- _YOUR INSTRUCTIONS_: Could you return every line of the records below that contains the word "static"?

- _EXCERPTED RECORDS_:
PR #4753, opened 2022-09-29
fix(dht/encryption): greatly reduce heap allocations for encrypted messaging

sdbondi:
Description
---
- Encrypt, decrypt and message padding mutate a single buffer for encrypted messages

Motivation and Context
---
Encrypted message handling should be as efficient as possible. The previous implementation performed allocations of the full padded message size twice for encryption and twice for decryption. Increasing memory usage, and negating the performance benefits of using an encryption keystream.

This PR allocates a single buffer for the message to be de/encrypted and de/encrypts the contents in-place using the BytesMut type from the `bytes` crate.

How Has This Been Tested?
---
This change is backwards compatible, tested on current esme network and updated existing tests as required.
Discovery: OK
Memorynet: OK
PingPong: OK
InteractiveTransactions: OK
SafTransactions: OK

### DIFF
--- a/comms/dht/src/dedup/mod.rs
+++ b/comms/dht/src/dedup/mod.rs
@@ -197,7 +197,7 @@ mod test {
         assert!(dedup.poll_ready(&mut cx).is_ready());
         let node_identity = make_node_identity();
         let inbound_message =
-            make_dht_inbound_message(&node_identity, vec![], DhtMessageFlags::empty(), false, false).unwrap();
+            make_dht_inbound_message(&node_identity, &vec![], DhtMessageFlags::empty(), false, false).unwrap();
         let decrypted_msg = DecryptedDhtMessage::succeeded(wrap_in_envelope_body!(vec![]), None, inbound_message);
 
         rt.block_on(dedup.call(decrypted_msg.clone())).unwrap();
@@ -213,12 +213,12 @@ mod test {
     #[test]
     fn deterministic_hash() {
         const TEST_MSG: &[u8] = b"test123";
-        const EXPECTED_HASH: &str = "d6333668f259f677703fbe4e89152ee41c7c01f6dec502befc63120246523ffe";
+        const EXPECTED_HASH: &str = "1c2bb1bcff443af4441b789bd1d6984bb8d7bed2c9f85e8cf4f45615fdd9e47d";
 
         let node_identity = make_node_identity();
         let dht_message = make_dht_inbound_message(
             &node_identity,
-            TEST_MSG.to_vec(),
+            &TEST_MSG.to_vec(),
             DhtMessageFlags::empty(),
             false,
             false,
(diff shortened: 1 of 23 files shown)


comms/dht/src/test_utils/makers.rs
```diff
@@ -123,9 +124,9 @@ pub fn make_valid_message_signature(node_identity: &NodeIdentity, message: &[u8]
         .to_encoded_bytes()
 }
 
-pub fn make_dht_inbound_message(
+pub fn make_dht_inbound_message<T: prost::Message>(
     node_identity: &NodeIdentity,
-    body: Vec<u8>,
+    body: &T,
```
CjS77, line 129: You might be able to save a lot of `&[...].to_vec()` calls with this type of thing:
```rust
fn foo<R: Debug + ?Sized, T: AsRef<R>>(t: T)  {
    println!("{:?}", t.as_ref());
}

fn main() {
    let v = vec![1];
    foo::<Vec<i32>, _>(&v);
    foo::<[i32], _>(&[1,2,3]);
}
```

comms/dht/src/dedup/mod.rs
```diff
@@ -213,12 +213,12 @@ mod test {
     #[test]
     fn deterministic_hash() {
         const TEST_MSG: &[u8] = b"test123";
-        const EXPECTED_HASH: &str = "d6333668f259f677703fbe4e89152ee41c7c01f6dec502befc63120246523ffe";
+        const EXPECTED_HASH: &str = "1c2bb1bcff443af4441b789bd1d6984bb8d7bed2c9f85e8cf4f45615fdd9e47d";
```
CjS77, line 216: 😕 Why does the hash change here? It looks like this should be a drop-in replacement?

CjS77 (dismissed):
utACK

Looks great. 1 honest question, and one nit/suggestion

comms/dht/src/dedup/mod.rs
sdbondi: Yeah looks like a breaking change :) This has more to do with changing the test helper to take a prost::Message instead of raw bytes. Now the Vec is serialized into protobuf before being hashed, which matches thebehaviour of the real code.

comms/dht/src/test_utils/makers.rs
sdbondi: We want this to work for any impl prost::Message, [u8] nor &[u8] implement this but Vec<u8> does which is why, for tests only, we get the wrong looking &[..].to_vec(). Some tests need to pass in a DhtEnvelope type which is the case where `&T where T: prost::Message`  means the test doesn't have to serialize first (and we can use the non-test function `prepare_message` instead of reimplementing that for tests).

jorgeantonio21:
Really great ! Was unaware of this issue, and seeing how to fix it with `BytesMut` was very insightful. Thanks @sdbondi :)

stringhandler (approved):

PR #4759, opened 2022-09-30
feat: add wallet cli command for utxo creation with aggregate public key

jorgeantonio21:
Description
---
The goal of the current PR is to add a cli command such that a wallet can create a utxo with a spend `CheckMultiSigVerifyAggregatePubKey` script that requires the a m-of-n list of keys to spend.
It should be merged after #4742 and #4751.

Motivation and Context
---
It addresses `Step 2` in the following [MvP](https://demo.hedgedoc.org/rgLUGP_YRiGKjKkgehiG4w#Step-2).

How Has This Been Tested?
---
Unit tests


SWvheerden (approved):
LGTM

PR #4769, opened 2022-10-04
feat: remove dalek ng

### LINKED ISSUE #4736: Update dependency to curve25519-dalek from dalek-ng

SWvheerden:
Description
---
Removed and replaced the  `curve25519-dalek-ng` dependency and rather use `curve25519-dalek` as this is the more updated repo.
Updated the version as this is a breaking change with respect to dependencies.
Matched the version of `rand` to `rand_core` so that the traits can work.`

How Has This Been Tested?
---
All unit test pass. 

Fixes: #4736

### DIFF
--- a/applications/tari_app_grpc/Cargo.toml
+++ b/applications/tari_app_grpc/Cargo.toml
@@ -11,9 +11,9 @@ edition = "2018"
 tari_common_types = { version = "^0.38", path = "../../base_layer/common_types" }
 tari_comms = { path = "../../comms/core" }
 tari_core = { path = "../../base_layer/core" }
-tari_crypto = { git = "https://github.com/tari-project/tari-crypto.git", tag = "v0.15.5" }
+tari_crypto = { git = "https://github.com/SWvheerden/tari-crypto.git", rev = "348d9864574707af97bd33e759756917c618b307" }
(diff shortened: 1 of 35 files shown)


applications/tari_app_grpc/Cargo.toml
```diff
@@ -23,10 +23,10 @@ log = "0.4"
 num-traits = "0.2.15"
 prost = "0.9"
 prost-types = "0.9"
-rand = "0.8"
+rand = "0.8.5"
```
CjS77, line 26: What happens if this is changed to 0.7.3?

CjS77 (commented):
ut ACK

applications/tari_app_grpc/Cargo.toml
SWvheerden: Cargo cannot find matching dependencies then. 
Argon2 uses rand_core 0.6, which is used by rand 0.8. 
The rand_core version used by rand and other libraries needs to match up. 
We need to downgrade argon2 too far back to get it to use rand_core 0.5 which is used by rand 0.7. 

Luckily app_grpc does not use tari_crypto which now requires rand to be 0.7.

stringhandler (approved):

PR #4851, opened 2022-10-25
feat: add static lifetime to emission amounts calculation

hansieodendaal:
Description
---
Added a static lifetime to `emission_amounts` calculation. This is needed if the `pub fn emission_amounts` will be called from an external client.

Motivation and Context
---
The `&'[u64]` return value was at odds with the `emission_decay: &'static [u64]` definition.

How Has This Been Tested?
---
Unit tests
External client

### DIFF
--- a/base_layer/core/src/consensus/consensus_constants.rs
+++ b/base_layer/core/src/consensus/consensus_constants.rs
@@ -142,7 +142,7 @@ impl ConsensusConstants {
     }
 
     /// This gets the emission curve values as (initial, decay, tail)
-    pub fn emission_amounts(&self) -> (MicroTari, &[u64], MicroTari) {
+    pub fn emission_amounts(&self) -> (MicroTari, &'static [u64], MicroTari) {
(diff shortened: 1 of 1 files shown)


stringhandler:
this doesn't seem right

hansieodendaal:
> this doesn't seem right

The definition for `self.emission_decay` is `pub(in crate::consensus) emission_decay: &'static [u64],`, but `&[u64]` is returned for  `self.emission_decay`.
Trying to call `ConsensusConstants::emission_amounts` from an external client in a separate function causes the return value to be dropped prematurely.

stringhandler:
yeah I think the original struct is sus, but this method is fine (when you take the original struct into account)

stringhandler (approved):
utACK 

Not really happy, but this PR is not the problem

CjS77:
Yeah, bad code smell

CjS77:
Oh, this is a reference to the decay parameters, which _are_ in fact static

- _EXERCISE OUTPUT_:
feat: add static lifetime to emission amounts calculation
Added a static lifetime to `emission_amounts` calculation. This is needed if the `pub fn emission_amounts` will be called from an external client.
The `&'[u64]` return value was at odds with the `emission_decay: &'static [u64]` definition.
+    pub fn emission_amounts(&self) -> (MicroTari, &'static [u64], MicroTari) {
The definition for `self.emission_decay` is `pub(in crate::consensus) emission_decay: &'static [u64],`, but `&[u64]` is returned for  `self.emission_decay`.
Oh, this is a reference to the decay parameters, which _are_ in fact static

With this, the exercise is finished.